Iran has threatened to abandon talks toward a permanent accord if Congress votes to tighten economic restrictions.

McConnell said continuing talks with Iran shouldn’t preclude Congress from acting.

“It puts teeth into the talks that are already taking place,” he said. “We should send the message that you can’t just keep talking forever -- something happens at the end of the interim period.”

Sexual-Assault Bill

Earlier this week, Republicans objected to consideration of bills dealing with sexual assault in the military, S. 1917 and S. 1752. They said floor time for those bills should include debate on Iran sanctions.

As a result, consideration of the military assault bills won’t happen for another few weeks.

On the veteran’s bill, S. 1982, Senate Republicans have included the sanctions in a substitute amendment offered by Richard Burr of North Carolina.

The language is similar to that of bipartisan legislation, S. 1881, sponsored by Senate Foreign Relations Committee Chairman Robert Menendez, a New Jersey Democrat, and Illinois Republican Mark Kirk.
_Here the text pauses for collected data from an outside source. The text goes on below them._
PR #3612, opened 2026-05-15
feat(data-model): `[DEEP_FREEZE]`/`[IS_DEEP_FROZEN]` symbol protocol for `FabricInstance` deep-freezing

danfuzz:
## Summary

Extends the `deepFreeze()` utility in `packages/data-model/` to dispatch on
the `FabricInstance` abstract base via the existing `[DEEP_FREEZE]` symbol
protocol, makes the recursion cycle-safe, and retires the
`FabricInstance`-arm throw from the `isDeepFrozenFabricValue` type guard
in favor of the existing `[IS_DEEP_FROZEN]` protocol member.

## What this delivers

- **`deepFreeze()` dispatch is base-class-gated on `FabricInstance`.**
  The recursive arm for per-instance freezing is now an `instanceof
  FabricInstance` gate that invokes the abstract `[DEEP_FREEZE]` protocol
  member, dispatching generically on the base class rather than enumerating
  concrete subclasses. A `FabricPrimitive` short-circuit arm sits above it
  (these self-freeze at construction and have no outbound references).
- **`deepFreeze()` is now circular-value-safe.** A shared cycle-detection
  set is threaded through all recursive calls — both the plain-object /
  array arm and the `FabricInstance` protocol arm — so values that
  participate in cycles complete deep-freezing cleanly rather than
  infinite-recursing. The `[DEEP_FREEZE]` protocol callback carries the
  shared cycle state into participating `FabricInstance`s transparently,
  via the callback's closure — no signature change is required on subclass
  impls. This mirrors the existing `subIsDeepFrozen` / `checkValue`
  closure-`seen` pattern on the `[IS_DEEP_FROZEN]` side.
- **`deepFreeze()` on a `FabricInstance` now caches its result.** The
  post-protocol-freeze instance is added to the deep-frozen cache before
  return, matching the existing cache-write pattern of the plain-object /
  array arm. Subsequent `isDeepFrozen()` checks on the same instance
  short-circuit in O(1).
- **`isDeepFrozenFabricValue()` no longer throws on `FabricInstance`.**
  The previous `Cannot yet handle instance of class …` throw on the
  `FabricInstance` arm is retired; the function now answers via the
  `[IS_DEEP_FROZEN]` protocol member, returning `false` (rather than
  throwing) when an instance is not in canonical deep-frozen form.
- **Test coverage added** in `deep-freeze.test.ts` and
  `fabric-native-instances.test.ts` for: direct `[DEEP_FREEZE]` /
  `[IS_DEEP_FROZEN]` protocol-member invocation on the wired
  `FabricInstance` subclasses; cycle-safety across the dispatch arms
  (self-referential plain object and array, two-node and mixed
  object/array cycles, cycles via the `[DEEP_FREEZE]` protocol through
  `FabricError.error.cause` and through `ProblematicValue` / `UnknownValue`
  `state`, and a cross-instance cycle); and `isDeepFrozen()` coverage on
  `FabricInstance`, `FabricPrimitive`, and a `FabricInstance` participating
  in a circular reference.

## Out of scope

Other deep-freeze surfaces are intentionally not part of this PR and will
be addressed in follow-on work:

- The JSON-encoding context's class-registry-fallback path (in
  `json-encoding-context.ts`) is unchanged here.
- `FabricMap` and `FabricSet` retain throwing-stub `[DEEP_FREEZE]` /
  `[IS_DEEP_FROZEN]` implementations pending future work on those classes'
  deep-frozen-shape.

## Test plan

- `deno fmt` / `deno lint` / `deno check` clean (data-model package).
- `packages/data-model` `deno task test` — 44 passed / 1338 steps / 0
  failed.
- Cross-package `deno check` clean on `packages/memory`, `packages/runner`,
  `packages/toolshed`.

---
## Summary by cubic
Adds a symbol-based deep-freeze protocol and makes `deepFreeze()` cycle-safe with a shared seen set. Caches `FabricInstance` results so later `isDeepFrozen()` checks are O(1).

- **New Features**
  - Introduce `[DEEP_FREEZE]` and `[IS_DEEP_FROZEN]` on `FabricInstance`.
  - Update `deepFreeze()` dispatch: primitives/cached short-circuit; `FabricPrimitive` short-circuits; `instanceof FabricInstance` delegates via `[DEEP_FREEZE]`; array/object fallback.
  - Handle circular graphs by threading a shared in-progress set through recursion (including protocol callbacks); add internal `deepFreezeInProgress()`.
  - Route `isDeepFrozenFabricValue` via `[IS_DEEP_FROZEN]` behind an `instanceof FabricInstance` gate.
  - Implement the protocol on `FabricError` and `FabricRegExp` (freezes wrapped `RegExp` in place); keep throwing stubs for `FabricMap`/`FabricSet`.
  - Cache `[DEEP_FREEZE]` results for `FabricInstance`s in the deep‑frozen cache to make follow-up `isDeepFrozen()` checks O(1).

- **Bug Fixes**
  - Fix infinite recursion on circular graphs (objects, arrays, and cross-instance cycles); add tests that now pass.
  - Provide real `[DEEP_FREEZE]`/`[IS_DEEP_FROZEN]` for `ProblematicValue` and `UnknownValue` so lenient decode stays graceful; retire the `FabricInstance`-arm throw in `isDeepFrozenFabricValue`.
  - Add `isDeepFrozen()` coverage for `FabricInstance`, `FabricPrimitive`, and circular references.

<sup>Written for commit 8c9d78a6373456eae6c999414573f5dd6a6cd93a. Summary will update on new commits. <a href="https://cubic.dev/pr/commontoolsinc/labs/pull/3612?utm_source=github">Review in cubic</a></sup>

### DIFF
--- a/packages/data-model/deep-freeze.ts
+++ b/packages/data-model/deep-freeze.ts
@@ -205,9 +205,13 @@ function deepFreezeInProgress<T>(value: T, inProgress?: Set<object>): T {
   // `FabricInstance` doesn't need to be `inProgress`-aware in its own
   // signature; the callback carries the shared state transparently.
   if (value instanceof FabricInstance) {
-    return value[DEEP_FREEZE](
+    const result = value[DEEP_FREEZE](
       (v) => deepFreezeInProgress(v, inProgress),
     ) as T;
+    // Cache the now-deep-frozen result so subsequent `isDeepFrozen()` checks
+    // short-circuit in O(1), mirroring arm 4's cache-write below.
+    addToDeepFrozenCache(result as object);
+    return result;
   }
 
   // Arm 4: plain object or array -- recurse into children, then freeze.
--- a/packages/data-model/deep-freeze.ts
+++ b/packages/data-model/deep-freeze.ts
@@ -154,13 +154,13 @@ export function deepFreeze<T>(value: T): T {
  * thread the same set through so a cycle back to a value already being
  * deep-frozen by an outer call short-circuits.
  *
- * The arm 3 callback `(v) => deepFreezeInProgress(v, inProgress)` is the
- * "threading into the `FabricInstance`s which are participating in the act
- * of deep-freezing": the participating impl invokes `subFreeze` on nested
- * `FabricValue`s, and that closure carries the shared `inProgress` so the
- * impl's recursion is cycle-safe by construction. This mirrors the
- * `subIsDeepFrozen`/`checkValue`-closure pattern already used by
- * `isDeepFrozenFabricValue` for the `[IS_DEEP_FROZEN]` side.
+ * The arm 3 callback `(v) => deepFreezeInProgress(v, inProgress)` threads
+ * the shared cycle state into participating `FabricInstance`s: each impl
+ * invokes `subFreeze` on its nested `FabricValue`s, and that closure
+ * carries the shared `inProgress` so the impl's recursion is cycle-safe by
+ * construction. This mirrors the `subIsDeepFrozen`/`checkValue`-closure
+ * pattern already used by `isDeepFrozenFabricValue` for the
+ * `[IS_DEEP_FROZEN]` side.
  *
  * Unlike `isDeepFrozenInProgress` (which removes values from its
  * `inProgress` set after sub-checks complete -- because the question
@@ -201,9 +201,9 @@ function deepFreezeInProgress<T>(value: T, inProgress?: Set<object>): T {
   // Arm 3: a `FabricInstance` freezes itself in place via its `[DEEP_FREEZE]`
   // protocol member. The `subFreeze` callback closes over `inProgress` so the
   // impl's recursion into nested `FabricValue`s shares cycle state with this
-  // call -- this is the threading Dan's design calls for: the participating
-  // `FabricInstance` doesn't need to be `inProgress`-aware in its own
-  // signature; the callback carries the shared state transparently.
+  // call: the participating `FabricInstance` doesn't need to be
+  // `inProgress`-aware in its own signature; the callback carries the shared
+  // state transparently.
   if (value instanceof FabricInstance) {
     const result = value[DEEP_FREEZE](
       (v) => deepFreezeInProgress(v, inProgress),
--- a/packages/data-model/deep-freeze.ts
+++ b/packages/data-model/deep-freeze.ts
@@ -124,10 +124,11 @@ function isDeepFrozenInProgress(
  *    objects): short-circuit unchanged.
  * 2. `FabricPrimitive` instance: short-circuit unchanged -- these self-freeze
  *    at construction and have no outbound references.
- * 3. Value carrying the `[DEEP_FREEZE]` symbol method (e.g. a
- *    `FabricInstance` subclass): delegate generically to that method,
- *    handing recursion through as the `subFreeze` callback. `deepFreeze()`
- *    itself stays class-agnostic (no per-class knowledge).
+ * 3. `FabricInstance` (the abstract base): delegate generically to its
+ *    `[DEEP_FREEZE]` protocol member, handing recursion through as the
+ *    `subFreeze` callback. The dispatch gates on `instanceof` against the
+ *    abstract base -- it operates generically and does not enumerate
+ *    concrete subclasses.
  * 4. Plain object or array: recursively freeze children, then freeze the
  *    container.
  *
@@ -148,14 +149,14 @@ export function deepFreeze<T>(value: T): T {
     return value;
   }
 
-  // Arm 3: anything carrying the `[DEEP_FREEZE]` symbol method freezes itself
-  // in place via that method, recursing through the `deepFreeze` callback.
-  // The duck-typed check keeps `deepFreeze()` free of per-class knowledge.
-  const deepFreezable = value as {
-    [DEEP_FREEZE]?: (subFreeze: (value: FabricValue) => FabricValue) => unknown;
-  };
-  if (typeof deepFreezable[DEEP_FREEZE] === "function") {
-    return deepFreezable[DEEP_FREEZE]((v) => deepFreeze(v)) as T;
+  // Arm 3: a `FabricInstance` freezes itself in place via its `[DEEP_FREEZE]`
+  // protocol member, recursing through the `deepFreeze` callback. Gating on
+  // `instanceof` against the abstract base keeps `deepFreeze()` generic --
+  // it dispatches on the base class, not an enumeration of concrete
+  // subclasses (the `[DEEP_FREEZE]` member is abstract on `FabricInstance`,
+  // so every instance is guaranteed to implement it).
+  if (value instanceof FabricInstance) {
+    return value[DEEP_FREEZE]((v) => deepFreeze(v)) as T;
   }
 
   // Arm 4: plain object or array -- recurse into children, then freeze.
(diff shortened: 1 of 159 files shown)


packages/data-model/deep-freeze.ts
```diff
@@ -111,16 +117,48 @@ function isDeepFrozenInProgress(
...
- * unchanged. Records the result in the deep-frozen cache so subsequent
- * `isDeepFrozen()` checks return in O(1). Returns the (now-frozen) value.
+ * Recursively freezes the given value in place. Dispatches on four arms, in
+ * order:
+ *
+ * 1. Necessarily- or already-known-deep-frozen value (primitives and cached
+ *    objects): short-circuit unchanged.
+ * 2. `FabricPrimitive` instance: short-circuit unchanged -- these self-freeze
+ *    at construction and have no outbound references.
+ * 3. Value carrying the `[DEEP_FREEZE]` symbol method (e.g. a
```
danfuzz: The `data-model` is specified in terms of the interfaces and classes, not based on duck-type method sniffing. Please use (and document)`instanceof` checks instead of treating each individual method in the protocol as its own independent item.

packages/data-model/fabric-native-instances.ts
```diff
@@ -328,6 +386,50 @@ export class FabricMap
...
 
+  /**
+   * Deep-freezes in place. A `Map`'s `.set`/`.delete` bypass property
+   * descriptors, so `Object.freeze` alone cannot make the collection
+   * immutable -- the only fully-immutable form is `FrozenMap`. By the time
+   * `[DEEP_FREEZE]` runs at the memory-model egress boundary, the internal
+   * slot must already be that frozen-variant form; this method verifies
+   * (death before confusion) and then recurses into each key and value.
+   */
+  [DEEP_FREEZE](
```
danfuzz, line 404: Please just leave `throw`ing stubs for the new methods in both`FabricMap` and `FabricSet`. These classes are not yet used and problematic in other ways to boot. We'll do a proper rework of them as the other dust settles.

packages/data-model/interface.ts
```diff
@@ -42,13 +42,42 @@ export const DECONSTRUCT: unique symbol = Symbol.for("common.deconstruct");
  */
 export const RECONSTRUCT: unique symbol = Symbol.for("common.reconstruct");
 
+/**
+ * Well-known symbol for deeply freezing a fabric instance in place. The method
+ * freezes the instance's own internal slot(s) and recurses into any nested
+ * `FabricValue`s via the provided `subFreeze` callback. This lets the
+ * generic `deepFreeze()` operate on `FabricInstance`s without building
+ * per-class knowledge into the freeze utility (it duck-types this symbol).
```
danfuzz: Same comment as above: The `data-model` uses `instanceof` with interfaces and classes, not duck typing. Please fix this comment (and others which mention duck typing in this context).

packages/data-model/json-encoding-context.ts
```diff
@@ -422,11 +422,11 @@ export class JsonEncodingContext implements SerializationContext<string> {
       if (handler) {
         if (this.lenient) {
           try {
-            return handler.deserialize(
+            return deepFreeze(handler.deserialize(
```
danfuzz, line 456: I think `deserialize()` should be making a contractual guarantee to return deep-frozen values, rather than sprinkling `deepFreeze()` calls around every use of it.

packages/data-model/json-encoding-context.ts
```diff
@@ -449,10 +449,10 @@ export class JsonEncodingContext implements SerializationContext<string> {
       if (cls) {
         if (this.lenient) {
           try {
-            return cls[RECONSTRUCT](
+            return deepFreeze(cls[RECONSTRUCT](
```
danfuzz: Suggest: Add a task to put a `shouldDeepFreeze` getter on `ReconstructionContext`, which `[RECONSTRUCT]` methods are expected to query and abide by.

packages/data-model/fabric-native-instances.ts
danfuzz: Done in `a095e0c60` — `FabricMap` and `FabricSet` `[DEEP_FREEZE]`/`[IS_DEEP_FROZEN]` are reverted to throwing stubs (`"Fabric{Map,Set}: not yet implemented"`), matching the existing not-yet-implemented idiom already used for `[DECONSTRUCT]`/`[RECONSTRUCT]` in those same classes. Deferred to the separate FabricMap/FabricSet rework per your call (not-yet-used, problematic in other ways). `FabricError`/`FabricRegExp` real impls and the `ProblematicValue`/`UnknownValue` impls are unaffected; tests updated to assert the stub contract.

packages/data-model/deep-freeze.ts
danfuzz: Done in `8c480aa6d`. Arm 3 of `deepFreeze()` (and the parallel `FabricInstance` arm of `isDeepFrozenFabricValue`) now gates on `instanceof FabricInstance` — the abstract base — rather than duck-typing the symbol method. The `[DEEP_FREEZE]`/`[IS_DEEP_FROZEN]` protocol members are unchanged and invoked *after* the `instanceof` gate (they are abstract on `FabricInstance`, so every instance is guaranteed to implement them; the redundant duck-type guard is removed as dead code). This operates generically on the abstract base — it does not enumerate concrete subclasses — consistent with how the rest of the package dispatches. All duck-typing doc-comments were swept to describe this base-class-`instanceof` shape (see Comment on `interface.ts` as well). For provenance: this is the shape Dan confirmed directly (the "operate generically via the abstract base with `instanceof`, do not enumerate concrete classes" principle — the earlier "no class names" framing was a relay-compression misframing, corrected of record).

packages/data-model/interface.ts
danfuzz: Done in `8c480aa6d`. Full doc-comment sweep: every "duck-typed" / "class-agnostic" / "no per-class knowledge" mention across the F1 source + test surface (including both `interface.ts` symbol docstrings here, and the `deepFreeze()` / `isDeepFrozenFabricValue` doc-comments) is rewritten to describe the base-class-`instanceof` shape — the protocol members are abstract on `FabricInstance`, and dispatch gates on `instanceof` against the abstract base, operating generically without enumerating concrete subclasses. Exhaustive grep confirms zero duck-typing framing remains on the F1 surface. The dispatch code itself changed in the same commit (see the `deep-freeze.ts` thread). For provenance: this base-class-`instanceof` principle is the shape Dan confirmed directly.

packages/data-model/json-encoding-context.ts
danfuzz: Filed as a tracked follow-up task per your "add a task" framing — it is acknowledged and tracked, not folded into this PR's code. The task ("`shouldDeepFreeze` getter on `ReconstructionContext`") records the scope as: add a `shouldDeepFreeze` getter to `ReconstructionContext`, which `[RECONSTRUCT]` implementations are expected to query and abide by — making the deep-frozen-egress decision a queryable property of the reconstruction context rather than an out-of-band assumption. It's scoped narrowly to the getter + the `[RECONSTRUCT]`-abides-by-it contract (distinct from, and separately tracked alongside, the broader `deserialize()`-contract question). Provenance and your verbatim suggestion are recorded on the task.

packages/data-model/deep-freeze.ts
danfuzz: Provenance clarification (superseding the "For provenance:" sentence in my earlier reply): the basis for this change is **your own written review instruction on this PR** — this comment ("Please use (and document) `instanceof` checks instead of treating each individual method in the protocol as its own independent item") — together with the Dan-authored `tasks.md` correction-of-framing in commit `4e78b87`. It is directly responsive to that written instruction. My earlier phrasing "the shape Dan confirmed directly" overstated the provenance *mechanism* (it could read as a separately-relayed confirmation, which there was not); the accurate statement is that the change implements your own written review comment here. The code (`8c480aa6d`) is unchanged by this clarification.

packages/data-model/interface.ts
danfuzz: Provenance clarification (superseding the "For provenance:" sentence in my earlier reply): the basis is **your own written review instruction on this PR** — this comment ("uses `instanceof` with interfaces and classes, not duck typing. Please fix this comment (and others which mention duck typing)") — plus the Dan-authored `tasks.md` correction-of-framing in commit `4e78b87`. The doc-comment sweep in `8c480aa6d` is directly responsive to that written instruction. My earlier "the shape Dan confirmed directly" phrasing overstated the provenance *mechanism* (it could read as a separately-relayed confirmation; there was none); accurately, this implements your own written review comment here. Code unchanged by this clarification.

danfuzz: Carrier note (per the split structure): this comment's fix is split across two PRs by file. The **`interface.ts`** half of the duck-typing doc-comment sweep is carried by the **U1 pre-PR #3614** (`coder-colt/deep-freeze-protocol-defs`); the `deep-freeze.ts` half is carried by the residual #3612 (this PR). The thread stays here on #3612 where you commented; this note just records which PR's diff carries which half so the resolution is traceable.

Menendez said he doesn’t support a vote on his measure at this time.

The Senate voted 99-0 yesterday to advance the veterans’ legislation and leaders were negotiating what amendments will be considered. The bill to renew benefits for veterans was written by Bernie Sanders, the Vermont independent who is chairman of the Veterans’ Affairs Committee. Burr is that panel’s ranking Republican.

AIPAC Conference

The Republican push on Iran sanctions comes just days before the American Israel Public Affairs Committee, the biggest pro-Israel lobbying group, opens its annual three-day policy conference in Washington on March 2.

While AIPAC has been critical of Iran, it has backed off from its earlier call for new sanctions.

In a Feb. 6 statement, AIPAC said it agreed with Menendez “that stopping the Iranian nuclear program should rest on bipartisan support and that there should not be a vote at this time on the measure.”

Israeli Prime Minister Benjamin Netanyahu, who has said he’s skeptical a deal with Iran would be stringent enough to stop it from developing nuclear weapons, is scheduled to speak on the closing day of the conference.